About this task
Wherever a line in the material contains the word "amangano", copy that line.

══════════

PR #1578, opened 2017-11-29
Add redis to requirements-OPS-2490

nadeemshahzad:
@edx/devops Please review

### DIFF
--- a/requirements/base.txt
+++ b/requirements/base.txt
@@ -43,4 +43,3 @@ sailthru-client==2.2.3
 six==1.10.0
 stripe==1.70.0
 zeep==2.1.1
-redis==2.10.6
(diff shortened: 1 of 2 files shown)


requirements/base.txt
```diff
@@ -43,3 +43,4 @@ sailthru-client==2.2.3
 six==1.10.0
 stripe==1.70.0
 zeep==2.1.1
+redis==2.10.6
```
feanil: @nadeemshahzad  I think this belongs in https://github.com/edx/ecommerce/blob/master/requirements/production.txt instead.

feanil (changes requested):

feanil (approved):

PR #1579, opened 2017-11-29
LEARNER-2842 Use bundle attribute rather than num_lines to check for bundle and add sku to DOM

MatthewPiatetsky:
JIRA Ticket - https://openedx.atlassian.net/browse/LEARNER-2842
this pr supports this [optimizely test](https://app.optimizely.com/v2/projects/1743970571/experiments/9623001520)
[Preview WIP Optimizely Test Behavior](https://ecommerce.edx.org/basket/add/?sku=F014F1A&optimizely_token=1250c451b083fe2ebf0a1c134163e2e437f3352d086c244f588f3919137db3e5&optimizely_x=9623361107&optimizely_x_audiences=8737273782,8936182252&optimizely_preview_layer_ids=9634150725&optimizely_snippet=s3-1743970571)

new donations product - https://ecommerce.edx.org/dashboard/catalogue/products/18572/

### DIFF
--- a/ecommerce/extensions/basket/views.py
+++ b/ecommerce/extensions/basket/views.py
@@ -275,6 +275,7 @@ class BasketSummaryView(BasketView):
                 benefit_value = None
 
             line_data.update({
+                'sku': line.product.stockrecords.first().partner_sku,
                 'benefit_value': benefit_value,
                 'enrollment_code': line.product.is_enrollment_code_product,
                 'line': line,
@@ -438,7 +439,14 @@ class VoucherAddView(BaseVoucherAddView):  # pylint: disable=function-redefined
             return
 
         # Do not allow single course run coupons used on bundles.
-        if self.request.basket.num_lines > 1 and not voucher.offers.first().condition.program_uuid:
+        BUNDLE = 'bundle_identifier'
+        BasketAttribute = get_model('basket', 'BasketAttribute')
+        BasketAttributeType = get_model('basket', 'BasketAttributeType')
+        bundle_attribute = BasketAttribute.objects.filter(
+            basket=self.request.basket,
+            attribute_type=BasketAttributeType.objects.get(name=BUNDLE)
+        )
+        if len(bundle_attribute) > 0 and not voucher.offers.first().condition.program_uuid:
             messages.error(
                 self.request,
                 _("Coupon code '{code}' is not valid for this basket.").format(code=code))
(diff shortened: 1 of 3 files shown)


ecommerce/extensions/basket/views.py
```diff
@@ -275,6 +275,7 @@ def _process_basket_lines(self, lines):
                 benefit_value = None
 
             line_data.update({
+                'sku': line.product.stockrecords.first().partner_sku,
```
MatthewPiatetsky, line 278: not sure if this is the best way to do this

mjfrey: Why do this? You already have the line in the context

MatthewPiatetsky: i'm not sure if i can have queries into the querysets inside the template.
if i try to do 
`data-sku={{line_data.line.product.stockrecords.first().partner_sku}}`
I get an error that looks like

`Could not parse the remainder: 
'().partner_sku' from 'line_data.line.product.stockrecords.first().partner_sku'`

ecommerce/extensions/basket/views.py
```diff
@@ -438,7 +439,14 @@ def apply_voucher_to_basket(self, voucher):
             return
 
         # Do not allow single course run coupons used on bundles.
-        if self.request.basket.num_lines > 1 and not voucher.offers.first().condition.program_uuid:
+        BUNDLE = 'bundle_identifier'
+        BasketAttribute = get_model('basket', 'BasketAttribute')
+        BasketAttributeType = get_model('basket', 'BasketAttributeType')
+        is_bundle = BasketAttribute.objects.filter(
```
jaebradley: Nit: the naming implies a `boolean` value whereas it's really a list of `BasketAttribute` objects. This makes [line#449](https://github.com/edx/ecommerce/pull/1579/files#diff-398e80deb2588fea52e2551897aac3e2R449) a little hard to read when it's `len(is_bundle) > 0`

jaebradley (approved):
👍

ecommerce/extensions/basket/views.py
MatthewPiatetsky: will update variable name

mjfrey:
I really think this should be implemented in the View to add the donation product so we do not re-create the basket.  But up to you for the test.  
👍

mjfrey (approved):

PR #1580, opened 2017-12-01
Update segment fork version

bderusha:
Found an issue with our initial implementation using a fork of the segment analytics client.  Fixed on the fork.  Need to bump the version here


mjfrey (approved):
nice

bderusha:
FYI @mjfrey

══════════

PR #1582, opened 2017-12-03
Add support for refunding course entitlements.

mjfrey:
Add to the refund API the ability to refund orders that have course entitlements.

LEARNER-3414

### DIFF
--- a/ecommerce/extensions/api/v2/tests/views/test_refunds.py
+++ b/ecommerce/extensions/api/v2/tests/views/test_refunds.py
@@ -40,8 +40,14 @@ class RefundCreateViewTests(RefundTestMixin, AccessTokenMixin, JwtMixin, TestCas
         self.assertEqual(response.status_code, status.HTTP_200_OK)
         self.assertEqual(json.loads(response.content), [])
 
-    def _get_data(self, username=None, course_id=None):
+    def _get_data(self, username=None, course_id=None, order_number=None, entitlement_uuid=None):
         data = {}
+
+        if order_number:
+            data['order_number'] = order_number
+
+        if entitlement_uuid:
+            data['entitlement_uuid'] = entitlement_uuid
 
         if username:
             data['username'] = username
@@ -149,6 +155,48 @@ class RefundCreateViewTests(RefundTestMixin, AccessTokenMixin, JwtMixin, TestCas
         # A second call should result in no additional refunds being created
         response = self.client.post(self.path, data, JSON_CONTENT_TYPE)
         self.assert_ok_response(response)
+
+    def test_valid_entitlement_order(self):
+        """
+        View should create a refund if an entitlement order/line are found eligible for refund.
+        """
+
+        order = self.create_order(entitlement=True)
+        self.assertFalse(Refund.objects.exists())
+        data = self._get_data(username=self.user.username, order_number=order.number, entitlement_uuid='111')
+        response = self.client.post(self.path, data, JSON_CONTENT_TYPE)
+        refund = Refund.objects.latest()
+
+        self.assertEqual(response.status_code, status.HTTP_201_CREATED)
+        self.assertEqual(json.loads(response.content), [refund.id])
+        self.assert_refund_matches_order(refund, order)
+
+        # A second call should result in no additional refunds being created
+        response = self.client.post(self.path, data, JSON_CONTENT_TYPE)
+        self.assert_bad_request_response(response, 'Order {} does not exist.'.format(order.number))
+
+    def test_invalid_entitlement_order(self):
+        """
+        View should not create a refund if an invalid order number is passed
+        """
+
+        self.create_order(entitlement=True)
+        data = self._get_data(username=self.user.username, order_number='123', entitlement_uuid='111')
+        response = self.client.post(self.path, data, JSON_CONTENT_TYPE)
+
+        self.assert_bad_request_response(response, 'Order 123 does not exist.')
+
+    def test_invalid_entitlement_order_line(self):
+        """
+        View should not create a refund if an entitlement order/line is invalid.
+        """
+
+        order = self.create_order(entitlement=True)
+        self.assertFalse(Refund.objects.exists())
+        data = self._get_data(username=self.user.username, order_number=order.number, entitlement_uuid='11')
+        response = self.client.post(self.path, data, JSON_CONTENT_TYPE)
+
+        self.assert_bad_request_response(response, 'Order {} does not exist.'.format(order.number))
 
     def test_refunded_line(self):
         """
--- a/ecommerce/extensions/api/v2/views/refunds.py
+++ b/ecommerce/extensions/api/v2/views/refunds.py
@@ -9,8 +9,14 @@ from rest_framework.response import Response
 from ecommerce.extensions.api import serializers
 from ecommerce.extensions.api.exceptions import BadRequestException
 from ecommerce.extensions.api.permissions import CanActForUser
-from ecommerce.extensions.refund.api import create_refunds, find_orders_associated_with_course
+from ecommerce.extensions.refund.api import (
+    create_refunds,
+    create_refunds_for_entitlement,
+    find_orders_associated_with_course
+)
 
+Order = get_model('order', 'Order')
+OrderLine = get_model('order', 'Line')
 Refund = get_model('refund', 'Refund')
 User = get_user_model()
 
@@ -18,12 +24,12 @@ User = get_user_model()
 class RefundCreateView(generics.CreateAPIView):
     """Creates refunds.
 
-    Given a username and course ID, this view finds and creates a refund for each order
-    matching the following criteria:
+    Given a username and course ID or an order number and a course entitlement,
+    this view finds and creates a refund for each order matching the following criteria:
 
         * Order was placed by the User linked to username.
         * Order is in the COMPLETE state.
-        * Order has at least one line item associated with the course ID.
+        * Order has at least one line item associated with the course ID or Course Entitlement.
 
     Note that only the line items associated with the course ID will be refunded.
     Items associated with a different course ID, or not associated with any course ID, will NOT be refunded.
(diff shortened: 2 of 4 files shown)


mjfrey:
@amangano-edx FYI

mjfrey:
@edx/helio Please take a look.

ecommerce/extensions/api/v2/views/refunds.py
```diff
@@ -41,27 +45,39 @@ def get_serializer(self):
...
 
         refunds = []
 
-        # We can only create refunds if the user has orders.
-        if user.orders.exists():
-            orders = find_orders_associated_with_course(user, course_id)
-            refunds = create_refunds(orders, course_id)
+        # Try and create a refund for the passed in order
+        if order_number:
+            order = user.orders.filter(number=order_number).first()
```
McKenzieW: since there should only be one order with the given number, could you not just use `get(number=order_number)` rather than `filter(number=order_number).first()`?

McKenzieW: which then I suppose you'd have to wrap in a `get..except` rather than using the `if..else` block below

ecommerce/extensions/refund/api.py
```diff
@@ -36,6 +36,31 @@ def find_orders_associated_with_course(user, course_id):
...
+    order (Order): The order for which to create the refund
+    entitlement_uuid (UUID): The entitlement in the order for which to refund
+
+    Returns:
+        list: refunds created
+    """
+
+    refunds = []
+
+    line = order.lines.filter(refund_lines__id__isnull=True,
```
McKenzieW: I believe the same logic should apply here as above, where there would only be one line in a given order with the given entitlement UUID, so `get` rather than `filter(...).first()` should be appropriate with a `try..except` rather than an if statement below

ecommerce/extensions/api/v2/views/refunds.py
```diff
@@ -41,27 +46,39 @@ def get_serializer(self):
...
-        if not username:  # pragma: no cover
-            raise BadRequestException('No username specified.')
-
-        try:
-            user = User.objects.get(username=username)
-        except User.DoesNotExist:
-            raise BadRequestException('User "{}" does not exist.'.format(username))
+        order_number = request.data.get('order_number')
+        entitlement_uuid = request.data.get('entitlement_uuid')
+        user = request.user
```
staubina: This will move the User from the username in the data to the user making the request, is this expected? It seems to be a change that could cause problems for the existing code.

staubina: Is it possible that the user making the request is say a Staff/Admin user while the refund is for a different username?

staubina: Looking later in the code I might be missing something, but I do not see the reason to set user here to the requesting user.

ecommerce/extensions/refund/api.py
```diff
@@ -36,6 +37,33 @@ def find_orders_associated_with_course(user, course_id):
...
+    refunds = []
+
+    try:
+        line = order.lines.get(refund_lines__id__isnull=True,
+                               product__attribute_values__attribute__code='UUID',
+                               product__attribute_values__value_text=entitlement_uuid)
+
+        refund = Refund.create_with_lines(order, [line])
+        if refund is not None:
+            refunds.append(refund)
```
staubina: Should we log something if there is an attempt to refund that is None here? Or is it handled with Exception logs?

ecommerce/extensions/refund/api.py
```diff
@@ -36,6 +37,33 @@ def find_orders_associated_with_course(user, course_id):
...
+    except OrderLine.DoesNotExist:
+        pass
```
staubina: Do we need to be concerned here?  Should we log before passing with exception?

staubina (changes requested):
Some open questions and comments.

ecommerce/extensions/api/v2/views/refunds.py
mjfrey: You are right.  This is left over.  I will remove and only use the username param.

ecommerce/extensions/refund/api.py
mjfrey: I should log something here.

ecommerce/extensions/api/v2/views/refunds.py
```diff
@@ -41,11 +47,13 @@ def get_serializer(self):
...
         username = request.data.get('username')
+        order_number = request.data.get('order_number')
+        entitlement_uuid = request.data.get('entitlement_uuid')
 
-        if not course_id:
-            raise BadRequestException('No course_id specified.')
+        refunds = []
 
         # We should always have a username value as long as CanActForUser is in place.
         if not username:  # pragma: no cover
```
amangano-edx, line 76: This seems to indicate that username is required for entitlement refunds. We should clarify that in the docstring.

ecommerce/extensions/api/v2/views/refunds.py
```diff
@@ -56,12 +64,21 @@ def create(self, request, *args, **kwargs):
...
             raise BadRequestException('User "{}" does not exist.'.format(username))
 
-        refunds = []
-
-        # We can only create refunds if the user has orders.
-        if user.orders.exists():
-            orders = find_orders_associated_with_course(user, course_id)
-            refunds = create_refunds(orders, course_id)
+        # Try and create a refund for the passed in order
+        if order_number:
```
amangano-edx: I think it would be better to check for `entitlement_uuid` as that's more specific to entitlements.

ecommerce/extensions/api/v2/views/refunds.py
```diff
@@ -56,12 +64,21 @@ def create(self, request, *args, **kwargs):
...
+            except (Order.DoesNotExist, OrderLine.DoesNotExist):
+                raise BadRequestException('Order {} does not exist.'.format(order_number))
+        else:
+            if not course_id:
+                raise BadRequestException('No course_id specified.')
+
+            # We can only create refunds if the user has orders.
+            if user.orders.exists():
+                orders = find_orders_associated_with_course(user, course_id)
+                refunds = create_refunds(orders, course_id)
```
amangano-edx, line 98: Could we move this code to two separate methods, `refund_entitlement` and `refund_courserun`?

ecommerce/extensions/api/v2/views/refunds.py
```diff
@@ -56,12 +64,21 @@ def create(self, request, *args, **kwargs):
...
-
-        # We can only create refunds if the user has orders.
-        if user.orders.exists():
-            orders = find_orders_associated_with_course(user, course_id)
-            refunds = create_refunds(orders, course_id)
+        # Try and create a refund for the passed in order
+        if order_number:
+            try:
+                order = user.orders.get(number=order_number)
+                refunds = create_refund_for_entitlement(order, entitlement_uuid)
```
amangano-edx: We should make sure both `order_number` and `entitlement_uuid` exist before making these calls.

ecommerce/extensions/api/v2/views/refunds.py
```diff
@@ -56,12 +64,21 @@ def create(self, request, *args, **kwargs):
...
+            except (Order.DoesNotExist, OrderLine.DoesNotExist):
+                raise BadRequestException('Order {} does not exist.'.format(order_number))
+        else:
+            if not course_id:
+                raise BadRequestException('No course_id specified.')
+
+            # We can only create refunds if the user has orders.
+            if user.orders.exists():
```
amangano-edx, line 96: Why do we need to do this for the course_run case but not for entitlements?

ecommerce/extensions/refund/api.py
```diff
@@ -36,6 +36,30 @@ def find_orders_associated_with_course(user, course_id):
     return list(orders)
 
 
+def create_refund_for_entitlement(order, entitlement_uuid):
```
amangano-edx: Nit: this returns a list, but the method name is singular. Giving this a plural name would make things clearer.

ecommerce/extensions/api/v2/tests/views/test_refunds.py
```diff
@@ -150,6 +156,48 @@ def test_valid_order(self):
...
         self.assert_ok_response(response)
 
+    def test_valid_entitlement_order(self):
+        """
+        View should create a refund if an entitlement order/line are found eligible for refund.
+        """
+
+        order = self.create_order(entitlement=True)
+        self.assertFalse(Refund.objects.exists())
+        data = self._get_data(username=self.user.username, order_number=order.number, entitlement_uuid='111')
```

══════════

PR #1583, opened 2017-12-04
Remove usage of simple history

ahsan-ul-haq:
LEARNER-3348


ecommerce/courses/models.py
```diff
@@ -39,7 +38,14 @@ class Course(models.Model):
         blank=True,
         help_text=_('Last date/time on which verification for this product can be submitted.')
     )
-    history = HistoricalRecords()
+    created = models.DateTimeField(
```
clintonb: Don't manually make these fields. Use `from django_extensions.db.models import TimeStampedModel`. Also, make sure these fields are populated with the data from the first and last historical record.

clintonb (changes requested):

══════════

Answer to this exercise
@amangano-edx FYI
amangano-edx, line 76: This seems to indicate that username is required for entitlement refunds. We should clarify that in the docstring.
amangano-edx: I think it would be better to check for `entitlement_uuid` as that's more specific to entitlements.
amangano-edx, line 98: Could we move this code to two separate methods, `refund_entitlement` and `refund_courserun`?
amangano-edx: We should make sure both `order_number` and `entitlement_uuid` exist before making these calls.
amangano-edx, line 96: Why do we need to do this for the course_run case but not for entitlements?
amangano-edx: Nit: this returns a list, but the method name is singular. Giving this a plural name would make things clearer.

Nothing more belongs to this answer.